The other way in which media incites conflict is by making citizens more aware of differences among themselves that were previously hidden. For example, different social classes become more likely to encounter ‘how the other half live’, religious systems are likely to be exposed to greater scrutiny and differing cultural practices which were previously geographically remote will seem very near indeed. Twitter and other social platforms have become such outrage machines (on both the right and left) because we are no longer able to discriminate between in-group and out-group behaviour. New media increases the likelihood that we have a dyadic encounter with ‘the other’, and without learned social norms to regulate such encounters both sides will likely "defect" from continued social interaction.

Drop out or plug in?

The wrong way to respond this New Dark Age is to try to erect walls between ideological groups and ideas, privileging existing prejudices and beliefs and hoping that we can go back to the good old days when we didn’t need to interact with those people. This parochial instinct for order fuels the right-wing nationalist’s ridiculous ideas on racial and religious separatism. But it also, I believe, lies behind some nanny state, authoritarian tendencies within the left. 

The instinct to retreat into comfortable ideological bubbles, where everyone agrees with one another, is  the very definition of conservatism. Ecological preservation of regressive ideas and ideologies, by creating an environment in which they are immune from exposure to critical or contrasting views, inhibits cultural progress. Mono-cultures that cannot withstand regular contact with mutant competitors are fragile; diversified cultures are adaptable and robust. Specialisation leads to extinction. Some conservatives on the right are always going to be comfortable with that.
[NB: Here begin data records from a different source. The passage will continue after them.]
PR #826, opened 2025-02-18
feat: expose more imports through mirascope, core, and llm

teamdandelion:
This commit adds support for the following imports:

```py
from mirascope import Messages
from mirascope.core import BaseCallResponse, BaseStream
from mirascope.llm import CallResponse, Provider
```

Rationale: 

First, including Messages in the top level scope allows us to use only `from mirascope` imports for most of the example code, without needing to reference `mirascope.core`. This is particularly nice when we refactor to use `llm.call` by default (#811), so that most examples will only need a single line of imports from mirascope.

I didn't include `FromCallArgs` or `ResponseModelConfigDict`, out of conservativism since they aren't frequently used in example code, and it's breaking to remove them after they've been added. However I'm open to including them.

I added `BaseCallResponse` and `BaseStream` to the core module, but didn't promote them to top level because `BaseCallResponse` is maybe redundant to `llm.CallResponse`, and `BaseStream` isn't seeing a lot of usage in example code.

Adding `CallResponse` to `llm` seems readily appropriate. I added `Provider` too, as I've wanted it a few times as an API consumer, and it's part of the signature for the `llm.call` decorator.

### DIFF
--- a/mirascope/__init__.py
+++ b/mirascope/__init__.py
@@ -32,5 +32,6 @@ __all__ = [
     "integrations",
     "prompt_template",
     "retries",
+    "Messages",
     "__version__",
 ]
--- a/mirascope/core/__init__.py
+++ b/mirascope/core/__init__.py
@@ -4,9 +4,11 @@ from contextlib import suppress
 
 from . import base
 from .base import (
+    BaseCallResponse,
     BaseDynamicConfig,
     BaseMessageParam,
     BasePrompt,
+    BaseStream,
     BaseTool,
     BaseToolKit,
     FromCallArgs,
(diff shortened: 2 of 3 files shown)


teamdandelion:
Oops, this is broken right now. I'll re-open when fixed.

teamdandelion:
Actually, the PR is fine. I was seeing type errors in vscode (pylance extension) in `core/base/stream.py`, however they pre-exist this commit, and they aren't reproducible via pyright. I'm not sure why they are only appearing in pylance and not pyright 🤔

image

willbakst:
> Actually, the PR is fine. I was seeing type errors in vscode (pylance extension) in `core/base/stream.py`, however they pre-exist this commit, and they aren't reproducible via pyright. I'm not sure why they are only appearing in pylance and not pyright 🤔
> 
> image

Could be that pylance is using a newer version of pyright?

willbakst (approved):

willbakst:
I've approved and will push to merge this in. We can address the pylance vs. pyright issue as a separate PR

Issue #824, opened 2025-02-17
Send as File when payload limit exceeded for Google


CharlesOural:
### Description

It would be great to check if the payload exeed 20MB and then send images or part files as google cloud file and then pass the uri.
See : https://ai.google.dev/gemini-api/docs/vision?lang=python#large-images

CharlesOural:
Some context for the docs : 

- It will add any images or audio that will make the total payload size greater than the google cloud limit of 20 MB
- The hard limit is 15 Mb to have some room for the 1M token window
- Be careful, file will be stored 48h on the  google cloud and you have a free 20GB max limit

willbakst:
Released in `v1.18.3`! I considered this more of a "fix" and less of a "feature" since the interface doesn't change it just handles cases that would've otherwise not worked

PR #828, opened 2025-02-18
Add google max payload size limit

CharlesOural:
Closes https://github.com/Mirascope/mirascope/issues/824

### DIFF
--- a/mirascope/core/google/_utils/_convert_message_params.py
+++ b/mirascope/core/google/_utils/_convert_message_params.py
@@ -1,11 +1,19 @@
 """Utility for converting `BaseMessageParam` to `ContentsType`"""
 
+import asyncio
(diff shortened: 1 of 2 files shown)


CharlesOural:
I included the async logic because the google upload is vert slow... On my benchmark more than 2s per file and if not using async on a 200 pages document we need more than 10mn to just upload it (only 20MB)....

And I think mirascope should handle this logic because this can't be handle by the user as it would break the provider agnostic mirascope logic...

CharlesOural:
But the current async logic won't work... I think the function should be transformed async or threading should be used... But changing the function async is a bit too much core logic to me haha letting @willbakst take a look :)

willbakst (approved):

PR #838, opened 2025-02-19
set max payload limit to 10mb for google because of base64 33% overhead

CharlesOural:
Small fix to handle very large number of pictures, because the base64 bring a 33% overhead + some 1M text


mirascope/core/google/_utils/_convert_message_params.py
```diff
@@ -52,8 +52,8 @@ def _check_audio_media_type(media_type: str) -> None:
 
 
 def _over_file_size_limit(size: int) -> bool:
-    """Check if the total file size exceeds the limit (15mb)."""
-    return size > 15 * 1024 * 1024  # 15MB
+    """Check if the total file size exceeds the limit (10mb). Google limit is 20MB but base64 adds 33% to the size. And there is also text..."""
```
willbakst, line 55: nit: docstring is too long. Make sure the short description is shorter than the line length limit and then put the long description after with a double newline separation

mirascope/core/google/_utils/_convert_message_params.py
```diff
@@ -52,8 +52,8 @@ def _check_audio_media_type(media_type: str) -> None:
 
 
 def _over_file_size_limit(size: int) -> bool:
```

The left should not be.

In the long run, I am a firm believer that the same information technology that brings new awareness of difference also operates in the longer run to forge new, inclusive communities and identities. Cultural norms and practices that are genuinely maladaptive will die off in favour of strategies that deliver better payoffs. A mixed cultural equilibria will shift until a new stable arrangement is found. Through a process of repeated interaction, new community norms are forged that, even if they do not lead to agreement, create to a modus vivendi or agreed terms on which the debate is to be conducted. Some of those norms, particularly against ideological cancers such as fascism and nationalism, will have to enforced by speech and deeds that demonstrate they are not to be imitated. So long as brave people like Heather Heyer are willing to act in favour of their democracy, I have confidence it will prevail.